DataSets to the Rescue
ADO.NET has a slightly different object model than ADO and features a new object called the DataSet. Microsoft intends the DataSet to be a collection of data tables, which are much the same as ADO recordsets. The advantage of using a DataSet, however, is that you can now establish dynamic relationships between tables, holding two separate tables in memory while using joined data. For example, with ADO.NET, customers and invoices are two distinct tables within the same DataSet, and you use the customerID field to join the tables in a relationship. With ADO, you use a SQL JOIN command to merge the tables into one all-encompassing table. When you need to update, you can manage tables separately.

DataSets represent a data-centric, rather than a database-centric, approach that pushes the idea of disconnection from the data source as the key to improving scalability. At the same time, the DataSet programming interface doesn’t lack any of the features that you typically find in a database, including indexing, sorting, relations, constraints, scrolling, and updating. However, the ADO.NET runtime provides these database-like features; they're independent from the actual data provider capability. The basic rule is, "data is just data, no matter the source."

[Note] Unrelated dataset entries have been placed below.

PR #11716, opened 2026-08-27
Implement assimilate and Borg Queen, Perfection Manifest

### LINKED ISSUE #11240: StarTrek: Assimilate
> When Borg Queen enters, assimilate target creature card from an opponent’s graveyard. (Put it onto the battlefield under your control with a +1/+1 counter. It’s a Borg artifact creature and loses all other creature types.)

Depending on the Zone it targets, it should be either:
* ChangeZone + Control Gain + Counter + Animate
* Control Gain + Counter + Animate

might need cleaner rules or more examples

liamiak:
Closes #11240.

**Two commits, and the second one is droppable.**

**1 — the card.** Uses the existing `StaticEffect$` on ChangeZone, which `GameAction.setupStaticEffect`
applies before the card enters, so the types are already in place for ETB triggers. Card script and
tests only, no engine change - the same shape as *Ashiok, Nightmare Weaver* and *Bronzehide Lion*.

```
| GainControl$ True | WithCountersType$ P1P1 | StaticEffect$ Animate
SVar:Animate:Mode$ Continuous | Affected$ Card.IsRemembered | AddType$ Artifact & Creature & Borg | RemoveCreatureTypes$ True
```

**2 — an `Assimilate` API**, per @Hanmac: the keyword's rules in one place so the two forms cannot
drift. A card in a graveyard or exile is moved and the type change rides that zone change; a
permanent already on the battlefield only changes hands and is animated where it stands. The card
script becomes `DB$ Assimilate | TgtZone$ Graveyard | ValidTgts$ Creature.OppOwn`.

That half is speculation, and I would rather label it than bury it. Scryfall has exactly one card
with "assimilate" in its oracle text and it only ever reaches a graveyard, so the battlefield branch
has no card behind it - it is covered by a test that drives the API directly. **The commits are
separable: drop the second and the card still works through `StaticEffect$`.** I ran the first
commit on its own to check that rather than assume it.

Entering already typed is measured, not assumed. With Reckless Fireweaver out ("whenever an artifact
you control enters"), assimilating deals **2** damage - one for the Queen, one for what she
assimilated. Applied after the move it deals 1.

`Borg` is already in `TypeLists.txt` and the edition file already lists 197. The type change adds
Artifact and Creature but does not remove card types, so an assimilated Nyx-Fleece Ram stays an
enchantment.

Eight tests. The seven from the first commit are untouched by the second and pass against both
implementations, including the one that checks a creature on their battlefield stays out of reach.

Full desktop suite: 368 tests, 0 failures, 6 skipped. Checkstyle clean.

### DIFF
--- a/forge-gui/res/cardsfolder/upcoming/borg_queen_perfection_manifest.txt
+++ b/forge-gui/res/cardsfolder/upcoming/borg_queen_perfection_manifest.txt
@@ -1,0 +1,10 @@
+Name:Borg Queen, Perfection Manifest
+ManaCost:4 B B
+Types:Legendary Artifact Creature Borg Noble
+PT:1/4
+S:Mode$ Continuous | Affected$ Creature.Artifact+YouCtrl | AddPower$ 2 | Description$ Artifact creatures you control get +2/+0.
+T:Mode$ ChangesZone | Origin$ Any | Destination$ Battlefield | ValidCard$ Card.Self | Execute$ TrigAssimilate | TriggerDescription$ When NICKNAME enters, assimilate target creature card from an opponent's graveyard. (Put it onto the battlefield under your control with a +1/+1 counter. It's a Borg artifact creature and loses all other creature types.)
+SVar:TrigAssimilate:DB$ ChangeZone | Origin$ Graveyard | Destination$ Battlefield | ValidTgts$ Creature.OppOwn | TgtPrompt$ Select target creature card in an opponent's graveyard | GainControl$ True | WithCountersType$ P1P1 | StaticEffect$ Animate
+SVar:Animate:Mode$ Continuous | Affected$ Card.IsRemembered | AddType$ Artifact & Creature & Borg | RemoveCreatureTypes$ True
+DeckHas:Ability$Graveyard|Counters
+Oracle:Artifact creatures you control get +2/+0.\nWhen Borg Queen enters, assimilate target creature card from an opponent's graveyard. (Put it onto the battlefield under your control with a +1/+1 counter. It's a Borg artifact creature and loses all other creature types.)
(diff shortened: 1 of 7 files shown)


Hanmac:
@liamiak i was waiting for this one because my gut is telling me that the Effect changes depending on if the Target is in the Graveyard or in on the Battlefield

So it should probably capsuled in a Assimilate Effect


@tool4ever we had ÀnimateSubAbility` before but it got replaced with some other effect?
But i can't remember how exactly

forge-gui/res/cardsfolder/upcoming/borg_queen_perfection_manifest.txt
```diff
@@ -0,0 +1,10 @@
+Name:Borg Queen, Perfection Manifest
+ManaCost:4 B B
+Types:Legendary Artifact Creature Borg Noble
+PT:1/4
+S:Mode$ Continuous | Affected$ Creature.Artifact+YouCtrl | AddPower$ 2 | Description$ Artifact creatures you control get +2/+0.
+T:Mode$ ChangesZone | Origin$ Any | Destination$ Battlefield | ValidCard$ Card.Self | Execute$ TrigAssimilate | TriggerDescription$ When NICKNAME enters, assimilate target creature card from an opponent's graveyard. (Put it onto the battlefield under your control with a +1/+1 counter. It's a Borg artifact creature and loses all other creature types.)
+SVar:TrigAssimilate:DB$ ChangeZone | Origin$ Graveyard | Destination$ Battlefield | ValidTgts$ Creature.OppOwn | TgtPrompt$ Select target creature card in an opponent's graveyard | GainControl$ True | WithCountersType$ P1P1 | AnimateSubAbility$ DBAssimilate
+SVar:DBAssimilate:DB$ Animate | Defined$ Remembered | Types$ Artifact,Creature,Borg | RemoveCreatureTypes$ True | Duration$ Permanent
```
tool4ever: it's definitely weird that AI reimplemented the obsolete variant instead of StaticEffect$

liamiak: Right, thanks — `StaticEffect$` is the one, and the hook is gone. *Ashiok, Nightmare Weaver* and *Bronzehide Lion* were the examples I should have found; `setupStaticEffect` already runs before the card enters, which is the whole thing I was trying to build. The Fireweaver check still shows 2 damage rather than 1, so nothing was lost by dropping it.

liamiak:
@Hanmac — you were both right about `AnimateSubAbility`. That is gone; the first commit uses `StaticEffect$`.

On encapsulating it: the second commit does, as an `Assimilate` API covering both forms — graveyard or exile moves the card, a permanent on the battlefield changes hands and is animated where it stands.

Recording for the record that right now, Scryfall has exactly one card with the word in its oracle text and it only reaches a graveyard, so the battlefield branch has no card behind it and is only covered by a test driving the API directly. The two commits are separable — drop the second and the card still works. If you know of other assimilate cards coming, that would decide if we need this.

XML is another great chapter. A DataSet is built in XML, and any change that you make to the tables reflects immediately in the output XML stream. You can choose to navigate through the tables using the traditional sequential model, moving record after record, or using the XML object model methods. Whatever the data source, you can work against it through the XML interface and with the collection model mode of adding, modifying, and deleting rows.

However, the DataSet isn't the only way to work with data in ADO.NET. The DataReader object, which is a simpler structure than an ADO recordset or a DataSet, is a good solution when you just need a forward-only, read-only cursor.

Is ADO.NET just "yet another data access layer?" Definitely not. ADO.NET is the substrate that will form the foundation of data-handling applications that run on the .NET platform. No matter which of the various programming models you choose (e.g., WinForms, WebForms, Web services), as long as you read data from a source, ADO.NET and its rich set of objects can help—and it will always do so using the same consistent programming model.